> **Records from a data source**
────────────────

PR #16, opened 2018-03-30
WIP: Use agent for timeseries streams

intrepidlemon:


blackfynn/api/timeseries.py
```diff
@@ -388,6 +265,8 @@ def get_ts_data_iter(self, ts, start, end, channels, chunk_size,
         the_start = ts.start if start is None else infer_epoch(start)
 
         # chunk
+        if chunk_size is None:
+            chunk_size = 100
```
merky: Is this for testing, or do we need to handle the chunk_size argument better?

intrepidlemon: I think the old api allowed chunk_size to be null but the agent complains. so it seems like our options are: 
- make agent complain less
- set the default here

scirner22: What was the behavior of the old api when chunk size was none?

merky: Chunk size is a somewhat python-only thing. The API requests were just for some span of time, but the chunk size here dictated what span of times were requested. I don't believe an API call received a `chunk` argument at all, only `start`, `end` — but I may be wrong.

intrepidlemon: ah, it seems like the python client used to re-partition based on chunk size here: https://github.com/Blackfynn/blackfynn-python/pull/16/files#diff-c29515fbacbc2950e6b2937b08b73108L161

I couldn't quite understand what happens when chunk_size is None though. It doesn't seem like it should succeed in that case.

merky:
@scirner22 Correct, we should be returning an empty Dataframe (or Series) if a chunk is empty.

@intrepidlemon See my  bug fix here which addresses a current chunking issue Steve discovered (but also returns an empty Series when there is no data within a valid iterator chunk). https://github.com/Blackfynn/blackfynn-python/pull/18

intrepidlemon:
@merky this PR largely removes that section of code since it depends on the agent to return valid chunks and so I don't need to adapt your fix right? 
As this PR is currently implemented, it will return empty DataFrames for empty chunks.

merky:
@intrepidlemon I think you're good-to-go. Like you said, my fix was for the previous paging/request logic, so you should be good as long as you yield empty Dataframes on empty chunks 👍

PR #18, opened 2018-04-12
Bug fix: Retrieve chunk slice based on time index

merky:
When retrieving time series data in an iterative/chunked manner, e.g. using `.get_data_iter`, there is a possibility of incorrect chunk responses when gaps are present in the data. 

Note: this is a hot-fix for the retrieval mechanism in the existing client. In the near future, all time series requests are rerouted through the agent (pending release).


merky:
@scirner22 This should resolve any issues you've encountered before. Let me know if any discrepancies still persist, otherwise I'll apply this hot-fix to the current client.

PR #21, opened 2018-04-23
Upload using preview

intrepidlemon:
- [x] handle warnings


blackfynn/api/transfers.py
```diff
@@ -279,17 +279,47 @@ def upload_files(self, destination, files, dataset=None, append=False, display_p
...
+            endpoint = self._uri('/files/upload/preview'),
+            params = params,
+            json=payload,
+            )
+
+        import_id_map = dict()
+        for p in response.get("packages", list()):
+            import_id = p.get("importId")
+            # TODO: display warnings here somehow
+            warnings = p.get("warnings", list())
```
merky: For now, maybe use `logger.warn` to spit these out?

blackfynn/api/transfers.py
```diff
@@ -279,17 +279,47 @@ def upload_files(self, destination, files, dataset=None, append=False, display_p
                     raise future.exception()
 
         # trigger ETL import
-        return self.set_upload_complete(group_id, dataset_id, destination_id, append)
+        return [self.set_upload_complete(import_id, dataset_id, destination_id, append) for import_id in set(import_id_map.values())]
```
merky: Is it correct to say that `self.set_upload_complete` will be called after *all* files are done uploading? It seems that way. I think it may be more beneficial to execute this per group in `import_id_map`, such that you call the "complete" endpoint after all the files are finished uploading *per package* — this enhances user experience, as file sources for some packages may be quick to upload compared to others, and you'd want to start/finish their processing (on the server side) as soon as you can. This could be accomplished by inserting some logic in the the `as_completed` loop above. Let me know if you have any questions about this.

blackfynn/cli/bf.py
```diff
@@ -15,14 +15,11 @@
   props             Add/remove/modify a package or collection's properties
   move              Move a package or collection
   where             Show path to package or collection
-  append            Append data to a package
   rename            Rename a package or collection
   delete            Delete a package or collection
   create            Create a collection
   get               Get the contents of a package, collection, or dataset
 
-  upload            Upload file(s) or directory
```
merky: Is the deletion of these CLI commands assuming availability of the rust-agent? I wonder if we'd release this PR before agent is packaged with python client -- thoughts?

intrepidlemon: These changes do assume that the agent will be available, but I can add them back if not the case. 

@scirner22 @mikeswoods have we deciding on anything about when/how the client will be packaged with the agent? 

If we release this before the agent is available, I can go ahead and add back all of this upload logic.

scirner22: I believe it will be later this month. It's probably best to rip this stuff out in a separate PR.

intrepidlemon:
@merky comments addressed

merky:
:shipit: !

────────────────

> **What the task asks**
Where a line above holds the string "list", copy that line.

> **Solution below**
+        for p in response.get("packages", list()):
+            warnings = p.get("warnings", list())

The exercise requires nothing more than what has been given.